1. A multiperiodic linear accelerating structure for accelerating a beam of charged particles along an axis x₁ x₂ by means of the action of an electromagnetic energy injected within said structure, said structure, comprising a succession of accelerating resonant cavities of a cylindrical shape and having said axis x₁ x₂ as revolution axis, and coupling means for coupling two consecutive accelerating cavities, said coupling means comprising at least coupling cavities C_c, of cylindrical shape having the axis x₁ x₂ as axis of revolution, each coupling cavity C_c, being disposed between two accelerating cavities C_a, the radius R_c of said coupling cavities being substantially equal to the radius R_a of the accelerating cavities and the width of the coupling cavities, measured in a direction parallel to the axis x₁ x₂, being greater in the axial region, where the electrical component of the electromagnetic field produced by said electromagnetic energy is preponderant, than in the peripheral region.

2. An accelerating structure as claimed in claim 1, wherein said structure is biperiodic.

3. An accelerating structure as claimed in claim 2, wherein said structure is constituted by a stack of cylindrical elements E₁, respectively comprising, at one of their ends, a circular wall P₁, perpendicular to said axis x₁ x₂, the walls P₁, of two consecutive elements E₁, being disposed in pairs in facing relation to each other and having such shape that they define therebetween, after assembly, a coupling cavity C_c, of cylindrical shape and said walls P₁ being provided with a central opening O₁, for the passage of said beam, and orifices T₁ located outside tha axis x₁ x₂, for coupling cavity C_c with the two accelerating cavities C_a associated therewith.

4. An accelerating structure as claimed in claim 3, wherein said coupling cavities C_c have, in the axial region, a width increases in a uniform manner in the direction from the periphery toward the axis x₁ x₂.

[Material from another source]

PR #6723, opened 2021-08-04
Disable webpack5 on next

kewitz:


kewitz:
Duplicated: https://github.com/opencollective/opencollective-frontend/pull/6722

5. An accelerating structure as claimed in claim 3, wherein said coupling cavities C_c have, in the axial region, a width increases in a non-uniform manner in the direction from the periphery toward the axis x₁ x₂.

6. An accelerating structure as claimed in claim 1, wherein said structure is triperiodic.

7. An accelerating structure as claimed in claim 6, wherein said structure is constituted by a stack of groups of elements E₃, E₄, E₅ of cylindrical shape, the elements E₃ and E₄ being identical and comprising respectively, at one of their ends, a circular wall P₃ and a circular wall P₄ which are perpendicular to the axis x₁ x₂, said identical wall P₃ and P₄ being disposed in facing relation to each other and having such shape that they define therebetween, after assembly, a coupling cavity C_c of cylindrical shape, the element E₅ comprising in its middle a circular wall P₅ perpendicular to the axis x₁ x₂, said walls P₃, P₄, P₅ being provided in their center, respectively with openings O₃, O₄, O₅ for the passage of said beam, said walls P₃ and P₄ being provided respectively, outside the axial region, with coupling holes T₃ and T₄ for coupling each coupling cavity C_c with the two accelerating cavities C_a associated therewith, and said wall P₅ being provided, outside the axial region, with a hole T₅ for directly coupling the two accelerating cavities C_a located on each side of said wall P₅.

8. An accelerating structure as claimed in claim 6, wherein said coupling cavities C_c have, in the axial region, a width increases in a uniform manner in the direction from the periphery toward the axis x₁ x₂.

9. An accelerating structure as claimed in claim 6, wherein said coupling cavities have, in the axial region, a width which increases in a non-uniform manner in the direction from the periphery toward the axis x₁ x₂.